Pearl Phillip L, Parviz Mahsa, Vogel Kara, Schreiber John, Theodore William H, Gibson K Michael
Department of Neurology, Boston Children's Hospital, Harvard Medical School, Boston, MA, USA.
Department of Experimental and Systems Pharmacology, College of Pharmacy, Washington State University, Spokane, WA, USA.
Dev Med Child Neurol. 2015 Jul;57(7):611-617. doi: 10.1111/dmcn.12668. Epub 2014 Dec 29.

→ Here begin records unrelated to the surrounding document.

PR #3506, opened 2022-07-05
fix some typos

cuishuang:


ccaas_builder/cmd/detect/main.go
```diff
@@ -69,7 +69,7 @@ func run() error {
 		return fmt.Errorf("chaincode type not supported: %s", metadata.Type)
 	}
 
-	// returning nil indicates to the peer a successfull detection
+	// returning nil indicates to the peer a successfully detection
```
ale-linux: The correct word here would be successful, right?

ale-linux (changes requested):

ale-linux (approved):

PR #3519, opened 2022-07-09
fix(security): Path Traversal Bug

bhaskarvilles:
Unsanitized input from open tar file flows into os.Open, where it is used as a path. This may result in a Path Traversal vulnerability and allow an attacker to open arbitrary files.

primary changes :
	1.updates to archive.go

- Bug fix

#### Description

Unsanitized input from open tar file flows into os.Open, where it is used as a path. This may result in a Path Traversal vulnerability and allow an attacker to open arbitrary files.

## Data flow:
22 steps in 1 file
vendor/github.com/docker/docker/pkg/archive/diff.go


yacovm:
This is a dependency issue, not a Fabric bug. 

1. Do you know if the latest docker package has been patched?
2. Can you show that Fabric actually depends on this code path that you attempt to fix?

bhaskarvilles:
So, can i close my PR?

yacovm:
I suggest to open an issue and close the PR afterwards

PR #3524, opened 2022-07-14
Fix(security):Cross Site Scripting Attack(XSS)

bhaskarvilles:
Unsanitized input from the request URL flows into fmt.Fprintf, where it is used to render an HTML page returned to the user. This may result in a Reflected Cross-Site Scripting attack (XSS).

#### Type of change

- Bug fix

#### Description

Mitigate Cross Site Scripting Attack


yacovm:
This is an integration test framework. The input is coming from the Fabric system that is running

bhaskarvilles:
@yacovm So this bug didn't affect this program?

yacovm:
No, this is in a test. This is not production code.

PR #3525, opened 2022-07-15
Extra checks for invalid args in gateway api

andrew-coleman:
Additional argument validation and consistently use getters to safely traverse proto structures.

### DIFF
--- a/internal/pkg/gateway/api.go
+++ b/internal/pkg/gateway/api.go
@@ -63,7 +63,7 @@ func (gs *Server) Evaluate(ctx context.Context, request *gp.EvaluateRequest) (*g
 	var response *peer.Response
 	var errDetails []proto.Message
 	for response == nil {
-		gs.logger.Debugw("Sending to peer:", "channel", channel, "chaincode", chaincodeID, "txID", request.TransactionId, "MSPID", endorser.mspid, "endpoint", endorser.address)
+		gs.logger.Debugw("Sending to peer:", "channel", channel, "chaincode", chaincodeID, "txID", request.GetTransactionId(), "MSPID", endorser.mspid, "endpoint", endorser.address)
 
 		done := make(chan error)
 		go func() {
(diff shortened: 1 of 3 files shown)


internal/pkg/gateway/api.go
```diff
@@ -63,7 +63,7 @@ func (gs *Server) Evaluate(ctx context.Context, request *gp.EvaluateRequest) (*g
 	var response *peer.Response
 	var errDetails []proto.Message
 	for response == nil {
-		gs.logger.Debugw("Sending to peer:", "channel", channel, "chaincode", chaincodeID, "txID", request.TransactionId, "MSPID", endorser.mspid, "endpoint", endorser.address)
+		gs.logger.Debugw("Sending to peer:", "channel", channel, "chaincode", chaincodeID, "txID", request.GetTransactionId(), "MSPID", endorser.mspid, "endpoint", endorser.address)
```
yacovm, line 66: while I understand the approach (the methods check that the "self" / "this" object is nil and if so, return the zero value), from a high level perspective I am not sure this is a good approach: 

Consider you have a nested structure:
```
   {
      mandatory_field1: {
            mandatory_field2: {
                   .... 
                   mandatory_fieldN: { 
                         signature: ...
                   }
            }
       }
   }
```
with this approach, an improper empty request will be passed all the way and will then say "invalid signature", while the real problem is that the mandatory fields along the way were not initialized. 

That being said, I suppose we can merge this now, and address this issue later.

denyeart: Many other places in Fabric follow similar proto access patterns as those fixed in this PR. So I guess we need to consider fixing all of them? If that is the case I'd rather do a 'permanent' fix that can set the precedent than an 'interim' fix that we need to re-visit later.

Note that I'm not necessarily against the approach in this PR though, given the rarity that the error is hit. If there is no other way to keep the code fairly compact and lightweight it may be a good enough compromise. I'm just saying it would be better to finalize the approach now rather than create debt for later.

yacovm: @ale-linux what do you think?

bestbeforetoday: Well behaved clients (for example, the Fabric SDKs) never send invalid request messages. These code changes are just to protect the peer against malicious clients. How much does it matter about the accuracy of error messages returned to malicious clients?

denyeart: Agreed, the error message just has to be in the ballpark, not necessarily exact.

ale-linux: What is the gateway threat model? Can we assume clients are always well-behaved?

bestbeforetoday: Of course we can’t assume that malicious clients are well behaved. This PR is plugging some holes that could be exploited by these badly behaved clients to cause failures in the peer.

What I am suggesting is that non-malicious clients already have helpful error messages for cases where they might get things wrong, and there is little value but definitely some overhead in crafting additional error messages to be helpful only to deliberately malicious clients. How does the threat model relate to that?

denyeart:
I'm good with the approach here.

@C0rWin actually opened a similar PR, let's see if he wants to add his additional checks as a second commit on top of Andy's.

C0rWin:
> I'm good with the approach here.
> 
> @C0rWin actually opened a similar PR, let's see if he wants to add his additional checks as a second commit on top of Andy's.

Just rebased and pushed a new one #3572

denyeart:
This commit plus Artem's additional checks have been merged in https://github.com/hyperledger/fabric/pull/3572.

PR #3530, opened 2022-07-17
Insecure TLS Configuration

bhaskarvilles:
Insecure TLS Configuration

#### Type of change

Insecure TLS configuration is found to be in use. MaxVersion is set to a deprecated SSL/TLS version

### DIFF
--- a/common/fabhttp/server_test.go
+++ b/common/fabhttp/server_test.go
@@ -71,7 +71,7 @@ var _ = Describe("Server", func() {
 	When("trying to connect with an old TLS version", func() {
 		BeforeEach(func() {
 			tlsOpts := []func(config *tls.Config){func(config *tls.Config) {
-				config.MaxVersion = tls.VersionTLS11
+				config.MaxVersion = tls.VersionTLS12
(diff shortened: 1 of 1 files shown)


common/fabhttp/server_test.go
```diff
@@ -71,7 +71,7 @@ var _ = Describe("Server", func() {
 	When("trying to connect with an old TLS version", func() {
 		BeforeEach(func() {
 			tlsOpts := []func(config *tls.Config){func(config *tls.Config) {
-				config.MaxVersion = tls.VersionTLS11
+				config.MaxVersion = tls.VersionTLS12
```
yacovm, line 74: it should be min version, not max

yacovm, line 74: this is a test that forces to use TLS 1.1. It is called "trying to connect with an old TLS version" :-)

bhaskarvilles: So it doesn't make sense here ?

denyeart: Doesn't make sense here, the intent of the test is to use the old TLS version. Closing...

PR #3552, opened 2022-07-28
Support bootstrap using non docker container CLI

lehors:
This change allows specifying a different CLI so the following is
possible for instance:

CONTAINER_CLI=podman ./bootsrap.sh -s

Signed-off-by: Arnaud J Le Hors <lehors@us.ibm.com>

#### Type of change

- Bug fix
- New feature
- Test update
- Documentation update


yacovm (commented):
> CONTAINER_CLI=podman ./bootsrap.sh -s

If you need to specify manually the container CLI then you might as well alias docker to podman:

```
alias docker='podman'
```

and then you can run the bootstrap as usual, no?

lehors:
I could but that's not the choice that was made in fabric-samples because sometimes we need to be able to differentiate which cli is being used, such as in:
https://github.com/hyperledger/fabric-samples/blob/main/test-network/network.sh#L333

So it makes sense to be consistent.

yacovm (approved):

PR #2985, opened 2024-02-01
chore: bulk dependabot fixes

mfiedorowicz:


lpegoraro (approved):
LGTM, I usually do the cherry-pick to keep the original commit, but that is ok too.

PR #2986, opened 2024-02-01
fix(agent): warn instead of error the policy removal error when polic…

lpegoraro:
…y was not found.

### DIFF
--- a/agent/backend/pktvisor/policy.go
+++ b/agent/backend/pktvisor/policy.go
@@ -8,6 +8,7 @@ import (
 	"bytes"
 	"fmt"
 	"net/http"
+	"strings"
 
 	"github.com/orb-community/orb/agent/policies"
 	"go.uber.org/zap"
@@ -60,8 +61,11 @@ func (p *pktvisorBackend) RemovePolicy(data policies.PolicyData) error {
 	} else {
 		name = data.Name
 	}
-	err := p.request(fmt.Sprintf("policies/%s", name), &resp, http.MethodDelete, http.NoBody, "application/json", RemovePolicyTimeout)
-	if err != nil {
+	if err := p.request(fmt.Sprintf("policies/%s", name), &resp, http.MethodDelete, http.NoBody, "application/json", RemovePolicyTimeout); err != nil {
+		if strings.Contains(err.Error(), "404") {
+			p.logger.Warn("ignoring error from removing a policy which was not found", zap.String("policy_id", data.ID), zap.String("policy_name", name))
+			return nil
+		}
 		return err
 	}
 	return nil


agent/backend/pktvisor/policy.go
```diff
@@ -60,8 +61,11 @@ func (p *pktvisorBackend) RemovePolicy(data policies.PolicyData) error {
 	} else {
 		name = data.Name
 	}
-	err := p.request(fmt.Sprintf("policies/%s", name), &resp, http.MethodDelete, http.NoBody, "application/json", RemovePolicyTimeout)
-	if err != nil {
+	if err := p.request(fmt.Sprintf("policies/%s", name), &resp, http.MethodDelete, http.NoBody, "application/json", RemovePolicyTimeout); err != nil {
+		if strings.Contains(err.Error(), "404") {
+			p.logger.Warn("ignoring error from removing a policy which was not found", zap.String("policy_id", data.ID), zap.String("policy_name", name))
```
mfiedorowicz, line 66: s/ignoring error from removing a policy which was not found/policy not found

agent/otel/otlpmqttexporter/otlp.go
```diff
@@ -196,6 +196,13 @@ func (e *baseExporter) injectScopeLogsAttribute(logsScope plog.ScopeLogs, attrib
 	return logsScope
 }
 
+func (e *baseExporter) shutdown(_ context.Context) error {
+	if e.config.Client == nil || !(*e.config.Client).IsConnected() {
+		(*e.config.Client).Disconnect(0)
```
mfiedorowicz, line 201: Won't it panic if `e.config.Client` is `nil`?

mfiedorowicz: Also, why would we need to disconnect if it's not connected?

agent/comms.go
```diff
@@ -27,8 +28,12 @@ func (a *orbAgent) connect(ctx context.Context, config config.MQTTConfig) (mqtt.
 	})
 	opts.SetConnectionLostHandler(func(client mqtt.Client, err error) {
 		a.logger.Error("connection to mqtt lost", zap.Error(err))
+		// If it is a bug on the mqttclient, stop the agent
+		if strings.Contains(err.Error(), "BUG") {
+			a.Stop(ctx)
+		}
 		a.logger.Info("reconnecting....")
-		client.Connect()
+		a.requestReconnection(ctx, a.client, config)
```
mfiedorowicz, line 36: `a.Stop(ctx)` stops all configured backends, don't we need to start the agent again in this scenario to setup backend to the initial state?

lpegoraro: the a.Stop is a termination command, I can leave it explicitly with a return command there!

agent/otel/otlpmqttexporter/otlp.go
lpegoraro: By Disconnecting the handler of disconnection will kick in, and do the retry to connect. And yeah, the logic was inverted there.

agent/backend/pktvisor/policy.go
```diff
@@ -60,8 +61,11 @@ func (p *pktvisorBackend) RemovePolicy(data policies.PolicyData) error {
 	} else {
 		name = data.Name
 	}
-	err := p.request(fmt.Sprintf("policies/%s", name), &resp, http.MethodDelete, http.NoBody, "application/json", RemovePolicyTimeout)
-	if err != nil {
+	if err := p.request(fmt.Sprintf("policies/%s", name), &resp, http.MethodDelete, http.NoBody, "application/json", RemovePolicyTimeout); err != nil {
+		if strings.Contains(err.Error(), "404") {
+			p.logger.Warn("ignoring error from removing a policy not found", zap.String("policy_id", data.ID), zap.String("policy_name", name))
```
mfiedorowicz, line 66: Can we change warning message to `policy not found`?

PR #2993, opened 2024-02-07
feat(opentelemetry): use custom otelcol-orb collector for orb-agent and orb-maestro

lpegoraro:
Blocked by
- [x] Merge [PR](https://github.com/orb-community/otelcol-orb/pull/1)
- [ ] Images on DockerHub orbcommunity/otelcol-orb-agent and orbcommunity/otelcol-orb-maestro


maestro/config/config_builder.go
```diff
@@ -86,7 +86,7 @@ var k8sOtelCollector = `
             "containers": [
               {
                 "name": "otel-collector",
-                "image": "otel/opentelemetry-collector-contrib:0.91.0",
+                "image": "orb-community/otelcol-orb-maestro@latest",
```
mfiedorowicz, line 89: I'd recommend to avoid using `latest` but stick to specific version (once we have them)

maestro/config/config_builder.go
```diff
@@ -296,7 +296,7 @@ var JsonDeployment = `
...
```
mfiedorowicz, line 299: Same here regarding `latest`

.github/workflows/agent.yml
```diff
@@ -218,3 +218,83 @@ jobs:
       - name: Push agent container orbcommunity
         if: github.event_name != 'pull_request'
         run: docker push -a orbcommunity/orb-agent-full
+
+  package-agent-with-otelcol-orb:
```
mfiedorowicz, line 222: Is it a temporary step until we verify otelcol-orb works as expected and then swap orb-agent-full instead?

sinker/otel/bridgeservice/bridge.go
```diff
@@ -21,7 +21,7 @@ type BridgeService interface {
 	GetDataSetsFromAgentGroups(ctx context.Context, mfOwnerId string, agentGroupIds []string) (map[string]string, error)
 	NotifyActiveSink(ctx context.Context, mfOwnerId, sinkId, state, message string) error
 	GetSinkIdsFromPolicyID(ctx context.Context, mfOwnerId string, policyID string) (map[string]string, error)
-	IncreamentMessageCounter(publisher, subtopic, channel, protocol string)
+	IncrementMessageCounter(publisher, subtopic, channel, protocol string)
```
mfiedorowicz, line 24: Nice catch 🔍

.github/workflows/agent.yml
lpegoraro: I would have both for now and then swap after testing.

PR #767, opened 2020-09-28
codegen: Add changing s3 size member to long 

jasdel:
Updates the Amazon S3 model to use an long (int64) for `Size` type instead of an integer (int32).


codegen/smithy-aws-go-codegen/src/main/java/software/amazon/smithy/aws/go/codegen/customization/BackfillS3ObjectSizeMemberShapeType.java
```diff
@@ -0,0 +1,79 @@
...
+        ShapeId serviceId = settings.getService();
+        if (!SERVICE_TO_SHAPE_MAP.containsKey(serviceId)) {
+            return model;
+        }
+
+        Set<ShapeId> shapeIds = SERVICE_TO_SHAPE_MAP.get(serviceId);
+
+        Model.Builder builder = model.toBuilder();
+        for (ShapeId shapeId : shapeIds) {
+            Shape shape = model.expectShape(shapeId);
```
mtdowling, line 62: I'd check if the shape exists and not do anything if it doesn't exist. You're already accounting for them possibly fixing these shapes in the future, so I think it's reasonable to account for the shape not existing (e.g., they rename a primitive shape which has basically no impact to anything else).

```
OptionalUtils.ifPresentOrElse(
    model.getShape(shapeId),
    shape -> {
        // do shape changes
    },
    () -> LOGGER.warning("shape " + shapeId + " not found in " + serviceId + " model");
);
```

codegen/smithy-aws-go-codegen/src/main/java/software/amazon/smithy/aws/go/codegen/customization/BackfillS3ObjectSizeMemberShapeType.java
```diff
@@ -0,0 +1,79 @@
...
+
+            if (shape.isLongShape()) {
+                LOGGER.warning("shape is already modeled as an LONG does not require backfill");
+                continue;
+            }
+
+            LongShape.Builder longBuilder = LongShape.builder();
+            longBuilder.id(shape.getId());
+            // TODO all documentation, and traits are lost, those should be preserved.
```
mtdowling, line 71: You can do `longBuilder.addTraits(shape.getAllTraits().values());`

mtdowling (changes requested):

codegen/smithy-aws-go-codegen/src/main/java/software/amazon/smithy/aws/go/codegen/customization/BackfillS3ObjectSizeMemberShapeType.java
jasdel: Thanks! this was what i was missing

skmcgrail (approved):

PR #772, opened 2020-09-29
Add read timeout to Kinesis GetRecords

JordonPhillips:
This ports over the Kinesis read timeout customization. As far as I can tell this only was ever added to GetRecords, so that's where it is.

### DIFF
--- a/aws/transport/http/timeout_read_closer.go
+++ b/aws/transport/http/timeout_read_closer.go
@@ -1,4 +1,4 @@
-package aws
+package http
 
 import (
 	"context"
--- a/aws/transport/http/timeout_read_closer_test.go
+++ b/aws/transport/http/timeout_read_closer_test.go
@@ -1,4 +1,4 @@
-package aws
+package http
 
 import (
 	"context"
--- a/codegen/smithy-aws-go-codegen/src/main/java/software/amazon/smithy/aws/go/codegen/customization/KinesisCustomizations.java
+++ b/codegen/smithy-aws-go-codegen/src/main/java/software/amazon/smithy/aws/go/codegen/customization/KinesisCustomizations.java
@@ -31,7 +31,7 @@ public class KinesisCustomizations implements GoIntegration {
                         .operationPredicate(KinesisCustomizations::isGetRecords)
                         .registerMiddleware(MiddlewareRegistrar.builder()
                                 .resolvedFunction(SymbolUtils.createValueSymbolBuilder(READ_TIMEOUT_ADDER,
-                                        AwsGoDependency.AWS_CORE).build())
+                                        AwsGoDependency.AWS_HTTP_TRANSPORT).build())
                                 .functionArguments(ListUtils.of(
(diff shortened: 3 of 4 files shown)


skotambkar (changes requested):
Minor assertion change

aws/timeout_read_closer_test.go
```diff
@@ -53,3 +57,42 @@ func TestTimeoutReadCloserSameDuration(t *testing.T) {
...
+
+	response, ok := out.RawResponse.(*smithyhttp.Response)
+	if !ok {
+		t.Errorf("expect smithy response, got %T", out.RawResponse)
+	}
+
+	b := make([]byte, 100)
+	_, err = response.Body.Read(b)
+	if err != nil {
+		t.Log(err)
```
skotambkar, line 94: Thanks for the update. Instead of logging the error, we should assert the type and expected error. 

```
readTimeoutError := &ReadTimeoutError{}
if !errors.Is(err, &readTimeoutError) {
	t.Fatalf("expect %T error, got %T", readTimeoutError, err)
}

```

skotambkar (approved):

aws/timeout_read_closer.go
```diff
@@ -56,3 +60,44 @@ func (r *timeoutReadCloser) Read(b []byte) (int, error) {
 func (r *timeoutReadCloser) Close() error {
 	return r.reader.Close()
 }
+
+// AddResponseReadTimeoutMiddleware adds a middleware to the stack that wraps the
+// response body so that a read that takes too long will return an error.
+func AddResponseReadTimeoutMiddleware(stack *middleware.Stack, duration time.Duration) {
+	stack.Deserialize.Add(&readTimeoutMiddleware{duration: duration}, middleware.After)
+}
```
jasdel, line 68: This middleware probably should go in the SDK's `aws/transport/http` package since it is specific to `smithyhttp.Request`.  Ideally the `aws` package is transport agnostic.

jasdel (changes requested):

aws/timeout_read_closer.go
```diff
@@ -56,3 +60,44 @@ func (r *timeoutReadCloser) Read(b []byte) (int, error) {
...
+
```
jasdel, line 69: This middleware probably should go in the SDK's `aws/transport/http` package since it is specific to `smithyhttp.Request`.  Ideally the `aws` package is transport agnostic.

Our strategy for middleware pkg location isn't really clear, we need to decide where these things go more concretely.

jasdel (changes requested):

jasdel (approved):

service/kinesis/internal/customizations/readtimeout.go
```diff
@@ -0,0 +1,8 @@
+package customizations
```
jasdel, line 1: Nit it would be helpful to have a `doc.go` with package godoc explaining this customization and why it is here, github linked issues woudl be awesome too.

PR #775, opened 2020-09-30
codegen: Add skipping protocol test cases that are not supported

jasdel:
Adds skipping of protocol test cases that are not supported, e.g. document, and opinionated protocol tests like deserialize prefix headers as empty map vs nil value.

Depends on https://github.com/awslabs/smithy-go/pull/190

### DIFF
--- a/.travis.yml
+++ b/.travis.yml
@@ -36,6 +36,8 @@ matrix:
 
     - language: java
       jdk: openjdk8
+      env:
+        - JAVA_TOOL_OPTIONS="-Xmx1g"
       before_script:
           - rm -rf /tmp/smithy-go
           - git clone https://github.com/awslabs/smithy-go /tmp/smithy-go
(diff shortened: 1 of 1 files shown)


jasdel:
Looks like windows CI failure are unrelated release tooling test failures: https://travis-ci.org/github/aws/aws-sdk-go-v2/jobs/731455786#L1586

smithy build fails because smithy-go change isn't committed yet.

Makefile
```diff
@@ -32,7 +35,7 @@ all: generate unit
 generate: smithy-generate gen-config-asserts gen-repo-mod-replace tidy-modules-. add-module-license-files
 
 smithy-generate:
-	cd codegen && ./gradlew clean build -Plog-tests && ./gradlew clean
+	cd codegen && ./gradlew clean build -Plog-tests
```
skmcgrail, line 38: I thought this was hear to avoid having build directories being present in the repo and being iterated over?

jasdel: The eachmodule now automatically ignores the `/codegen` since there is not really any case we want any module in there to be evaluated.

jasdel: added new `smithy-build` that don't clean `smith-generate` will now do the clean after the build.

skmcgrail (approved):

skotambkar (approved):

Inherited disorders of gamma-aminobutyric acid (GABA) metabolism include succinic semialdehyde dehydrogenase (SSADH) and gamma-aminobutyric acid transaminase (GABA-T) deficiencies. The clinical features, pathophysiology, diagnosis, and management of both, and an updated list of mutations in the ALDH5A1 gene, which cause SSADH deficiency, are discussed. A database of 112 individuals (71 children and adolescents, and 41 adults) indicates that developmental delay and hypotonia are the most common symptoms arising from SSADH deficiency. Furthermore, epilepsy is present in two-thirds of SSADH-deficient individuals by adulthood. Research with murine genetic models and human participants, using [ C] flumazenil positron emission tomography (FMZ-PET) and transcranial magnetic stimulation, have led to therapeutic trials, and the identification of additional disruptions to GABA metabolism. Suggestions for new therapies have arisen from findings of GABAergic effects on autophagy, with enhanced activation of the mammalian target of rapamycin (mTOR) pathway. Details of known pathogenic mutations in the ALDH5A1 gene, three of which have not previously been reported, are summarized here. Investigations into disorders of GABA metabolism provide fundamental insights into the mechanisms underlying epilepsy, and support the importance of developing biomarkers and clinical trials. Comprehensive definition of phenotypes arising as a result of deficiencies in both SSADH and GABA-T may increase our understanding of the neurophysiological consequences of a hyper-GABAergic state.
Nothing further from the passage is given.